Во время этого необычайного происшествия Лизу заботила лишь мысль о том, как Кеню перенесет такой удар. Кроме того, она боялась, что, если Кеню узнает о появлении полиции, он расплачется и все испортит. Поэтому она клятвенно обязала Огюста хранить полнейшее молчание. Вернувшись в спальню, Лиза надела корсет и наговорила сонному Кеню какого-то вздору. Через полчаса она появилась на пороге колбасной, причесанная, напомаженная, затянутая, с розами на щеках. Огюст спокойно раскладывал товар на витрине. Кеню немного постоял на тротуаре, позевывая и стараясь разогнать сонливость на свежем утреннем воздухе. Ничто не говорило о драме, зарождавшейся в мансарде.

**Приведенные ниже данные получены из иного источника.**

Issue #316, opened 2016-07-12
More flexible serialization object


MeSko:
Please add possibility to send more data about object in frame context.
At https://github.com/getsentry/sentry-php/blob/master/lib/Raven/Serializer.php#L54

```
if(is_object($value) || gettype($value) == 'object') {
    return 'Object '.get_class($value);
}
```

It will be excellent if you add interface with method serialize, when object implement you will run it:

```
if (is_object($value) || gettype($value) == 'object') {
    if ($value instanceof Raven_Custom_Serializer) {
        return $value->serialize();
    } else {
        return 'Object '.get_class($value);
    }
}
```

Но комиссар сам переполошил жителей квартала, произведя обыск у сестер Меюден на улице Пируэт. Для этого у него имелись основательные данные. Анонимные письма, полученные в префектуре, утверждали, что Флоран чаще всего ночует у прекрасной Нормандки. Следовательно, он может скрываться там. Комиссар, явившийся в сопровождении полицейских, стал трясти дверь, требуя именем закона, чтобы их впустили. Меюдены не торопились. Наконец разозленная старуха отперла дверь, но, узнав, в чем дело, мигом остыла и осклабилась. Усевшись на стул и оправляя платье, она сказала:
— Мы порядочные, нам нечего бояться, можете обыскать.
Но так как Нормандка не сразу впустила в свою комнату полицию, то комиссар приказал высадить дверь. Луиза одевалась; она стояла без лифчика, с обнаженными великолепными плечами, держа в зубах юбку, которую собиралась накинуть через голову. Необъяснимое для нее грубое вторжение привело Нормандку в ярость; она швырнула юбку на пол, оставшись в одной рубашке, и, побагровев не столько от стыда, сколько от гнева, хотела кинуться на полицейских. Увидев эту статную полуголую женщину, комиссар выступил вперед и, заслонив своих подручных, хладнокровно повторил:
— Именем закона! Именем закона!
Тогда Нормандка упала в кресло и забилась в рыданиях, раздавленная своим бессилием, не понимая, чего от нее хотят. Волосы ее распустились, рубашка не покрывала колен; шпики исподтишка на нее поглядывали. Полицейский комиссар бросил ей шаль, висевшую на стене. Но Нормандка даже не закуталась в шаль; она заплакала еще отчаянней, глядя, как полицейские грубо шарили в ее постели, ощупывали подушки, осматривали простыни.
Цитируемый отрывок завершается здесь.